START Recorded data
PR #727, opened 2022-10-17
Revert "chore: add git hooks to rebuild prisma when switching or merging branches"

tomaszdurka:
@Itrulia that's rather irritating feature tbh. Especially as I switch from branch to branch a lot. What about rather having watch command or regenerate with dev command.

### DIFF
--- a/package.json
+++ b/package.json
@@ -92,9 +92,7 @@
   },
   "husky": {
     "hooks": {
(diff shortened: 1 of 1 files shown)


Itrulia:
I dont really mind as I do it manually, this came from a suggestion by @antkiewiczk. But shouldn't this run in the background?

Itrulia (approved):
END Recorded data
Make an exact copy of every entry.

→ **The completed task**:
PR #727, opened 2022-10-17
Revert "chore: add git hooks to rebuild prisma when switching or merging branches"

tomaszdurka:
@Itrulia that's rather irritating feature tbh. Especially as I switch from branch to branch a lot. What about rather having watch command or regenerate with dev command.

### DIFF
--- a/package.json
+++ b/package.json
@@ -92,9 +92,7 @@
   },
   "husky": {
     "hooks": {
(diff shortened: 1 of 1 files shown)


Itrulia:
I dont really mind as I do it manually, this came from a suggestion by @antkiewiczk. But shouldn't this run in the background?

Itrulia (approved):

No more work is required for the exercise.